● YOUR INSTRUCTIONS: Lines of the material that include the string "small" should be returned.

● INPUT DATA:
=== Section Start ===

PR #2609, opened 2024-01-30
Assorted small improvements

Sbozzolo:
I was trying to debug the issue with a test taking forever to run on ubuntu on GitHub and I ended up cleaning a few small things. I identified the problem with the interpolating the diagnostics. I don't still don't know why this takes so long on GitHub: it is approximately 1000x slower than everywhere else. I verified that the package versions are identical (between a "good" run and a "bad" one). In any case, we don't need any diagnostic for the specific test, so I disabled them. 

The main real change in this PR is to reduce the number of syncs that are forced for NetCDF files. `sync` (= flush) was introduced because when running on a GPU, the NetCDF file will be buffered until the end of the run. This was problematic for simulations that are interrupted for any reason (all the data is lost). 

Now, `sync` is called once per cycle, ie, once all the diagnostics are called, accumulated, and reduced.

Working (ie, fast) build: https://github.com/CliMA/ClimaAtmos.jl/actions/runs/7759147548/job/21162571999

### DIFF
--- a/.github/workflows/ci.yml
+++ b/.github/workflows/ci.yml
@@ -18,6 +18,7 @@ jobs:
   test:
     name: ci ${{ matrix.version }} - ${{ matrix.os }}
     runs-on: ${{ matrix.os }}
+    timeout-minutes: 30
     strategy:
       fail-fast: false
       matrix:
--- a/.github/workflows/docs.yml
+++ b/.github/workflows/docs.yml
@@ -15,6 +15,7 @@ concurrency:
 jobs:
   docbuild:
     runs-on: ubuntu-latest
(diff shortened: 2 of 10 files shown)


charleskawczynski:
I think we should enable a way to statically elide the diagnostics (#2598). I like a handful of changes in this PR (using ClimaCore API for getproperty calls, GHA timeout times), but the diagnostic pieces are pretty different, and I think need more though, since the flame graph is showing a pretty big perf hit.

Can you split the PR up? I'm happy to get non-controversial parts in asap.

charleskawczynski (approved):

=== Section End ===

● EXERCISE ANSWER:
Assorted small improvements
I was trying to debug the issue with a test taking forever to run on ubuntu on GitHub and I ended up cleaning a few small things. I identified the problem with the interpolating the diagnostics. I don't still don't know why this takes so long on GitHub: it is approximately 1000x slower than everywhere else. I verified that the package versions are identical (between a "good" run and a "bad" one). In any case, we don't need any diagnostic for the specific test, so I disabled them. 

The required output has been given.